• [Saved data entries]
Issue #3939, opened 2020-02-29
Profile icon breaks for group PMs with large no. of recipients


agrawal-d:
PMs list screen:

![image](https://user-images.githubusercontent.com/7714968/75606143-dab2a800-5b0f-11ea-9bee-cb897908fcf3.png)

agrawal-d:
@gnprice said
>One step toward addressing these: I'm curious how group PMs like these wind up looking in the webapp.

The web app doesn't display icons at all, so it's not an issue there:
Screenshot of list of private messages -
![image](https://user-images.githubusercontent.com/7714968/75606205-780ddc00-5b10-11ea-8b62-571264910693.png)

gnprice:
Thanks @agrawal-d for spotting and reporting this!

I've never been much of a fan of this initials-based pseudo-icon in any case. I'd be happy to see it completely reimagined. But in any case we should fix this bug. :-)

Maybe:
* Use just one initial, not two: use the very first letter of the name (so from the person's first name, in the case of Western name conventions)
* If there are up to 4, write the initials.
* If there are more than that, then write only 3, followed by a plus sign.

Beyond about 4 I think the lists of initials get pretty unreadable anyway. :wink:

PR #3958, opened 2020-03-07
group-pm: Fix profile icon breaking for large no.of recepients

Maskedman99:
When there are large no.of recipients or people with large
no.of initials in their names, the profile Icon is overflowed
with letters. This PR fixes this by taking only the first Initial
from each name and if no.of recipients is > 4 adding a '+'
charector to the end.

Fixes: #3939

### DIFF
--- a/src/common/GroupAvatar.js
+++ b/src/common/GroupAvatar.js
@@ -5,7 +5,6 @@ import { Text, StyleSheet, View } from 'react-native';
 import type { Node as React$Node } from 'react';
 import Touchable from './Touchable';
 import { colorHashFromString, foregroundColorFromBackground } from '../utils/color';
-import { initialsFromString } from '../utils/misc';
 
 const styles = StyleSheet.create({
   frame: {
@@ -18,12 +17,23 @@ const styles = StyleSheet.create({
 });
 
 type Props = $ReadOnly<{|
-  names: string,
+  names: string[],
   size: number,
   shape: 'rounded' | 'square',
   children?: React$Node,
   onPress?: () => void,
 |}>;
+
+/** Private; exported only for tests. */
+export const initialsForGroupIcon = (names: string[]): string => {
+  const initials = names.map(item =>
+    item === '' ? '' : String.fromCodePoint(item.codePointAt(0)).toUpperCase(),
+  );
+  if (initials.length > 4) {
+    initials[3] = '…';
+  }
+  return initials.slice(0, 4).join('');
+};
 
 /**
  * Renders a text avatar based on a single or multiple user's
@@ -48,7 +58,7 @@ export default class GroupAvatar extends PureComponent<Props> {
       height: size,
       width: size,
       borderRadius: shape === 'rounded' ? size / 8 : 0,
-      backgroundColor: colorHashFromString(names),
+      backgroundColor: colorHashFromString(names.join(', ')),
     };
     const textSize = {
       fontSize: size / 3,
@@ -58,7 +68,7 @@ export default class GroupAvatar extends PureComponent<Props> {
     return (
       <Touchable onPress={onPress}>
         <View style={[styles.frame, frameSize]}>
-          <Text style={[styles.text, textSize]}>{initialsFromString(names)}</Text>
+          <Text style={[styles.text, textSize]}>{initialsForGroupIcon(names)}</Text>
           {children}
         </View>
       </Touchable>
--- a/src/utils/misc.js
+++ b/src/utils/misc.js
@@ -24,9 +24,6 @@ export function deeperMerge<K, V>(obj1: { [K]: V }, obj2: { [K]: V }): { [K]: V 
   );
 }
 
-export const initialsFromString = (name: string): string =>
-  (name.match(/\S+\s*/g) || []).map(x => x[0].toUpperCase()).join('');
-
 export function groupItemsById<T: { +id: number }>(items: T[]): { [id: number]: T } {
   return objectFromEntries(items.map(item => [item.id, item]));
 }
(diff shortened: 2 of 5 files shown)


Maskedman99:
Here's how the solution looks after implementing.
Screenshot_20200307-131302_Zulip (debug)

src/utils/misc.js
```diff
@@ -32,3 +32,18 @@ export function groupItemsById<T: { +id: number }>(items: T[]): { [id: number]:
 }
 
 export const isValidEmailFormat = (email: string = ''): boolean => /\S+@\S+\.\S+/.test(email);
+
+export const initialsForGroupIcon = (name: string): string => {
```
ray-kraesig: Despite `initialsFromString` using it, `name` isn't a good description of what this function takes as an argument.

src/utils/misc.js
```diff
@@ -32,3 +32,18 @@ export function groupItemsById<T: { +id: number }>(items: T[]): { [id: number]:
...
+  let x = '';
+  for (let i = 0; i < Name.length; i++) {
+    if (i < 4) {
+      x += Name[i][0].toUpperCase();
+    } else {
+      x = x.slice(0, -1);
+      x += '+';
+      break;
+    }
+  }
```
ray-kraesig: This can be simplified significantly by testing `Name.length` once, and using `.map()` rather than an explicit loop.

Extracting a single character from a string in JavaScript with `string[n]` is almost invariably always a bug; this should use `.codePointAt(0)` instead. (Its absence is a bug in `initialsFromString`!) If a user has a name beginning with a character not in the Basic Multilingual Plane (e.g., an emoji), `string[0]` will break up a surrogate pair, which will cause many problems.

src/common/GroupAvatar.js
```diff
@@ -57,7 +57,7 @@ export default class GroupAvatar extends PureComponent<Props> {
     return (
       <Touchable onPress={onPress}>
         <View style={[styles.frame, frameSize]}>
-          <Text style={[styles.text, textSize]}>{initialsFromString(names)}</Text>
+          <Text style={[styles.text, textSize]}>{initialsForGroupIcon(names)}</Text>
```
ray-kraesig: Since this was the only occurrence of `initialsFromString`, this commit should probably also remove it.

src/utils/misc.js
ray-kraesig: **Erratum:** `.codePointAt(0)` returns the numeric value of the first code point. There are several options to extract the first character; perhaps the most straightforward is to check for a high surrogate, and if one is found, to take the following low surrogate as well.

• [Exercise]
Repeat the data word for word, leaving out no line.

• [Response for this exercise]
Issue #3939, opened 2020-02-29
Profile icon breaks for group PMs with large no. of recipients


agrawal-d:
PMs list screen:

![image](https://user-images.githubusercontent.com/7714968/75606143-dab2a800-5b0f-11ea-9bee-cb897908fcf3.png)

agrawal-d:
@gnprice said
>One step toward addressing these: I'm curious how group PMs like these wind up looking in the webapp.

The web app doesn't display icons at all, so it's not an issue there:
Screenshot of list of private messages -
![image](https://user-images.githubusercontent.com/7714968/75606205-780ddc00-5b10-11ea-8b62-571264910693.png)

gnprice:
Thanks @agrawal-d for spotting and reporting this!

I've never been much of a fan of this initials-based pseudo-icon in any case. I'd be happy to see it completely reimagined. But in any case we should fix this bug. :-)

Maybe:
* Use just one initial, not two: use the very first letter of the name (so from the person's first name, in the case of Western name conventions)
* If there are up to 4, write the initials.
* If there are more than that, then write only 3, followed by a plus sign.

Beyond about 4 I think the lists of initials get pretty unreadable anyway. :wink:

PR #3958, opened 2020-03-07
group-pm: Fix profile icon breaking for large no.of recepients

Maskedman99:
When there are large no.of recipients or people with large
no.of initials in their names, the profile Icon is overflowed
with letters. This PR fixes this by taking only the first Initial
from each name and if no.of recipients is > 4 adding a '+'
charector to the end.

Fixes: #3939

### DIFF
--- a/src/common/GroupAvatar.js
+++ b/src/common/GroupAvatar.js
@@ -5,7 +5,6 @@ import { Text, StyleSheet, View } from 'react-native';
 import type { Node as React$Node } from 'react';
 import Touchable from './Touchable';
 import { colorHashFromString, foregroundColorFromBackground } from '../utils/color';
-import { initialsFromString } from '../utils/misc';
 
 const styles = StyleSheet.create({
   frame: {
@@ -18,12 +17,23 @@ const styles = StyleSheet.create({
 });
 
 type Props = $ReadOnly<{|
-  names: string,
+  names: string[],
   size: number,
   shape: 'rounded' | 'square',
   children?: React$Node,
   onPress?: () => void,
 |}>;
+
+/** Private; exported only for tests. */
+export const initialsForGroupIcon = (names: string[]): string => {
+  const initials = names.map(item =>
+    item === '' ? '' : String.fromCodePoint(item.codePointAt(0)).toUpperCase(),
+  );
+  if (initials.length > 4) {
+    initials[3] = '…';
+  }
+  return initials.slice(0, 4).join('');
+};
 
 /**
  * Renders a text avatar based on a single or multiple user's
@@ -48,7 +58,7 @@ export default class GroupAvatar extends PureComponent<Props> {
       height: size,
       width: size,
       borderRadius: shape === 'rounded' ? size / 8 : 0,
-      backgroundColor: colorHashFromString(names),
+      backgroundColor: colorHashFromString(names.join(', ')),
     };
     const textSize = {
       fontSize: size / 3,
@@ -58,7 +68,7 @@ export default class GroupAvatar extends PureComponent<Props> {
     return (
       <Touchable onPress={onPress}>
         <View style={[styles.frame, frameSize]}>
-          <Text style={[styles.text, textSize]}>{initialsFromString(names)}</Text>
+          <Text style={[styles.text, textSize]}>{initialsForGroupIcon(names)}</Text>
           {children}
         </View>
       </Touchable>
--- a/src/utils/misc.js
+++ b/src/utils/misc.js
@@ -24,9 +24,6 @@ export function deeperMerge<K, V>(obj1: { [K]: V }, obj2: { [K]: V }): { [K]: V 
   );
 }
 
-export const initialsFromString = (name: string): string =>
-  (name.match(/\S+\s*/g) || []).map(x => x[0].toUpperCase()).join('');
-
 export function groupItemsById<T: { +id: number }>(items: T[]): { [id: number]: T } {
   return objectFromEntries(items.map(item => [item.id, item]));
 }
(diff shortened: 2 of 5 files shown)


Maskedman99:
Here's how the solution looks after implementing.
Screenshot_20200307-131302_Zulip (debug)

src/utils/misc.js
```diff
@@ -32,3 +32,18 @@ export function groupItemsById<T: { +id: number }>(items: T[]): { [id: number]:
 }
 
 export const isValidEmailFormat = (email: string = ''): boolean => /\S+@\S+\.\S+/.test(email);
+
+export const initialsForGroupIcon = (name: string): string => {
```
ray-kraesig: Despite `initialsFromString` using it, `name` isn't a good description of what this function takes as an argument.

src/utils/misc.js
```diff
@@ -32,3 +32,18 @@ export function groupItemsById<T: { +id: number }>(items: T[]): { [id: number]:
...
+  let x = '';
+  for (let i = 0; i < Name.length; i++) {
+    if (i < 4) {
+      x += Name[i][0].toUpperCase();
+    } else {
+      x = x.slice(0, -1);
+      x += '+';
+      break;
+    }
+  }
```
ray-kraesig: This can be simplified significantly by testing `Name.length` once, and using `.map()` rather than an explicit loop.

Extracting a single character from a string in JavaScript with `string[n]` is almost invariably always a bug; this should use `.codePointAt(0)` instead. (Its absence is a bug in `initialsFromString`!) If a user has a name beginning with a character not in the Basic Multilingual Plane (e.g., an emoji), `string[0]` will break up a surrogate pair, which will cause many problems.

src/common/GroupAvatar.js
```diff
@@ -57,7 +57,7 @@ export default class GroupAvatar extends PureComponent<Props> {
     return (
       <Touchable onPress={onPress}>
         <View style={[styles.frame, frameSize]}>
-          <Text style={[styles.text, textSize]}>{initialsFromString(names)}</Text>
+          <Text style={[styles.text, textSize]}>{initialsForGroupIcon(names)}</Text>
```
ray-kraesig: Since this was the only occurrence of `initialsFromString`, this commit should probably also remove it.

src/utils/misc.js
ray-kraesig: **Erratum:** `.codePointAt(0)` returns the numeric value of the first code point. There are several options to extract the first character; perhaps the most straightforward is to check for a high surrogate, and if one is found, to take the following low surrogate as well.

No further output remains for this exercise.